## Work instructions
Output the entries exactly.

## Task data
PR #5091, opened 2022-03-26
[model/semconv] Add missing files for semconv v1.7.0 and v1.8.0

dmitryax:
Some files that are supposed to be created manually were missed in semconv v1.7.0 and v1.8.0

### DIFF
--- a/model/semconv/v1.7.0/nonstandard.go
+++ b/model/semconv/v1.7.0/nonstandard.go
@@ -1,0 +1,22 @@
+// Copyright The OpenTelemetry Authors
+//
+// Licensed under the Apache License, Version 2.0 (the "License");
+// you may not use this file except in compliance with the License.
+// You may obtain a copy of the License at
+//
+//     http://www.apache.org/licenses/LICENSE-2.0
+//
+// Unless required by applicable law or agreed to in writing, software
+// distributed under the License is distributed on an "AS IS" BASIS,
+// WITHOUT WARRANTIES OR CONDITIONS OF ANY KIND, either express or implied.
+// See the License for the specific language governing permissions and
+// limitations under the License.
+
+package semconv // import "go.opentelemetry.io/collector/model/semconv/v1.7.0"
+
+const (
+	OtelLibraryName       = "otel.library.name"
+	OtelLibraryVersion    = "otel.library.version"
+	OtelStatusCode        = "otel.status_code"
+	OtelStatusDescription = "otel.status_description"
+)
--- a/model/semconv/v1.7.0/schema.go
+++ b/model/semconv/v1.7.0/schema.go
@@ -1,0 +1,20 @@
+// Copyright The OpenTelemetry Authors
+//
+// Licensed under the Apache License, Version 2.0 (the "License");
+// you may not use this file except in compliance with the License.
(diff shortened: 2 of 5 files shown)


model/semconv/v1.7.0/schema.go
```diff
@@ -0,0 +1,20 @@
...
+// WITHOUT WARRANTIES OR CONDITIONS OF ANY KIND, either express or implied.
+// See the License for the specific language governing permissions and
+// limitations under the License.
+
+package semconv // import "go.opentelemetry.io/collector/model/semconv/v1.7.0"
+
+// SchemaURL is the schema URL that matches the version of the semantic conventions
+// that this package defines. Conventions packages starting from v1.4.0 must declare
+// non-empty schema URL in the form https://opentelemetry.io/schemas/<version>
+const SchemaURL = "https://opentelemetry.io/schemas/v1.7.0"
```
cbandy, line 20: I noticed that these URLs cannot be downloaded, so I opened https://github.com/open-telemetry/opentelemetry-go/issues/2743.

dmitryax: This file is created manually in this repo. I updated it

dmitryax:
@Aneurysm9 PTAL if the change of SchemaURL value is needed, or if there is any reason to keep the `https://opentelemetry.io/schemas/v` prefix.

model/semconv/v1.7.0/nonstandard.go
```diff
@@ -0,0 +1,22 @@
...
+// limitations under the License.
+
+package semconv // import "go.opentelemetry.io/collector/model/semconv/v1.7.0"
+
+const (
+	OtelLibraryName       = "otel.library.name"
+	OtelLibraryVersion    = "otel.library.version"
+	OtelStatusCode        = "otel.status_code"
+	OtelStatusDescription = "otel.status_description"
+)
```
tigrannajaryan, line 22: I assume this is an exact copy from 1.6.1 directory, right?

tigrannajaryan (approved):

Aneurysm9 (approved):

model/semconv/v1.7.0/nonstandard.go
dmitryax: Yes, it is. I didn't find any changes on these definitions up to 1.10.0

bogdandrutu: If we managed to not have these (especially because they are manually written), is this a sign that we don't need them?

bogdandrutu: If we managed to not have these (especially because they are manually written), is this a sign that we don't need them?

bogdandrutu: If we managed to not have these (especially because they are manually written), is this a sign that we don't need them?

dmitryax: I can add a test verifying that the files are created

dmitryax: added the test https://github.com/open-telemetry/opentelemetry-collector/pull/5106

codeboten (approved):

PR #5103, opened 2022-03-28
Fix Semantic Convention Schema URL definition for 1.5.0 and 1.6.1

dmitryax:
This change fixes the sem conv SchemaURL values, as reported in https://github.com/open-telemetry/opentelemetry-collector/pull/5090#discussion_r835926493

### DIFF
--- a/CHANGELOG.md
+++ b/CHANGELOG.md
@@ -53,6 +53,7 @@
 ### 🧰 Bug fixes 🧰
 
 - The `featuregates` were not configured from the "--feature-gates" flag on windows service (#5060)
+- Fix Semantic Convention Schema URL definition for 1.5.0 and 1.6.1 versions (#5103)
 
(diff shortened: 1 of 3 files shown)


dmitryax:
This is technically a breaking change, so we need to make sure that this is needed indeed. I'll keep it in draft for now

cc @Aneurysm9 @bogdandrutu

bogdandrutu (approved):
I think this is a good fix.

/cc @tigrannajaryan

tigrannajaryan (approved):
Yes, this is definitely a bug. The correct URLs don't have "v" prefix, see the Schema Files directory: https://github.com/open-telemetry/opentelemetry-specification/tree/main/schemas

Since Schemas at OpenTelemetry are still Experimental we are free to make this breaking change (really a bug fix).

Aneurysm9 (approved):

## Exercise result
PR #5091, opened 2022-03-26
[model/semconv] Add missing files for semconv v1.7.0 and v1.8.0

dmitryax:
Some files that are supposed to be created manually were missed in semconv v1.7.0 and v1.8.0

### DIFF
--- a/model/semconv/v1.7.0/nonstandard.go
+++ b/model/semconv/v1.7.0/nonstandard.go
@@ -1,0 +1,22 @@
+// Copyright The OpenTelemetry Authors
+//
+// Licensed under the Apache License, Version 2.0 (the "License");
+// you may not use this file except in compliance with the License.
+// You may obtain a copy of the License at
+//
+//     http://www.apache.org/licenses/LICENSE-2.0
+//
+// Unless required by applicable law or agreed to in writing, software
+// distributed under the License is distributed on an "AS IS" BASIS,
+// WITHOUT WARRANTIES OR CONDITIONS OF ANY KIND, either express or implied.
+// See the License for the specific language governing permissions and
+// limitations under the License.
+
+package semconv // import "go.opentelemetry.io/collector/model/semconv/v1.7.0"
+
+const (
+	OtelLibraryName       = "otel.library.name"
+	OtelLibraryVersion    = "otel.library.version"
+	OtelStatusCode        = "otel.status_code"
+	OtelStatusDescription = "otel.status_description"
+)
--- a/model/semconv/v1.7.0/schema.go
+++ b/model/semconv/v1.7.0/schema.go
@@ -1,0 +1,20 @@
+// Copyright The OpenTelemetry Authors
+//
+// Licensed under the Apache License, Version 2.0 (the "License");
+// you may not use this file except in compliance with the License.
(diff shortened: 2 of 5 files shown)


model/semconv/v1.7.0/schema.go
```diff
@@ -0,0 +1,20 @@
...
+// WITHOUT WARRANTIES OR CONDITIONS OF ANY KIND, either express or implied.
+// See the License for the specific language governing permissions and
+// limitations under the License.
+
+package semconv // import "go.opentelemetry.io/collector/model/semconv/v1.7.0"
+
+// SchemaURL is the schema URL that matches the version of the semantic conventions
+// that this package defines. Conventions packages starting from v1.4.0 must declare
+// non-empty schema URL in the form https://opentelemetry.io/schemas/<version>
+const SchemaURL = "https://opentelemetry.io/schemas/v1.7.0"
```
cbandy, line 20: I noticed that these URLs cannot be downloaded, so I opened https://github.com/open-telemetry/opentelemetry-go/issues/2743.

dmitryax: This file is created manually in this repo. I updated it

dmitryax:
@Aneurysm9 PTAL if the change of SchemaURL value is needed, or if there is any reason to keep the `https://opentelemetry.io/schemas/v` prefix.

model/semconv/v1.7.0/nonstandard.go
```diff
@@ -0,0 +1,22 @@
...
+// limitations under the License.
+
+package semconv // import "go.opentelemetry.io/collector/model/semconv/v1.7.0"
+
+const (
+	OtelLibraryName       = "otel.library.name"
+	OtelLibraryVersion    = "otel.library.version"
+	OtelStatusCode        = "otel.status_code"
+	OtelStatusDescription = "otel.status_description"
+)
```
tigrannajaryan, line 22: I assume this is an exact copy from 1.6.1 directory, right?

tigrannajaryan (approved):

Aneurysm9 (approved):

model/semconv/v1.7.0/nonstandard.go
dmitryax: Yes, it is. I didn't find any changes on these definitions up to 1.10.0

bogdandrutu: If we managed to not have these (especially because they are manually written), is this a sign that we don't need them?

bogdandrutu: If we managed to not have these (especially because they are manually written), is this a sign that we don't need them?

bogdandrutu: If we managed to not have these (especially because they are manually written), is this a sign that we don't need them?

dmitryax: I can add a test verifying that the files are created

dmitryax: added the test https://github.com/open-telemetry/opentelemetry-collector/pull/5106

codeboten (approved):

PR #5103, opened 2022-03-28
Fix Semantic Convention Schema URL definition for 1.5.0 and 1.6.1

dmitryax:
This change fixes the sem conv SchemaURL values, as reported in https://github.com/open-telemetry/opentelemetry-collector/pull/5090#discussion_r835926493

### DIFF
--- a/CHANGELOG.md
+++ b/CHANGELOG.md
@@ -53,6 +53,7 @@
 ### 🧰 Bug fixes 🧰
 
 - The `featuregates` were not configured from the "--feature-gates" flag on windows service (#5060)
+- Fix Semantic Convention Schema URL definition for 1.5.0 and 1.6.1 versions (#5103)
 
(diff shortened: 1 of 3 files shown)


dmitryax:
This is technically a breaking change, so we need to make sure that this is needed indeed. I'll keep it in draft for now

cc @Aneurysm9 @bogdandrutu

bogdandrutu (approved):
I think this is a good fix.

/cc @tigrannajaryan

tigrannajaryan (approved):
Yes, this is definitely a bug. The correct URLs don't have "v" prefix, see the Schema Files directory: https://github.com/open-telemetry/opentelemetry-specification/tree/main/schemas

Since Schemas at OpenTelemetry are still Experimental we are free to make this breaking change (really a bug fix).

Aneurysm9 (approved):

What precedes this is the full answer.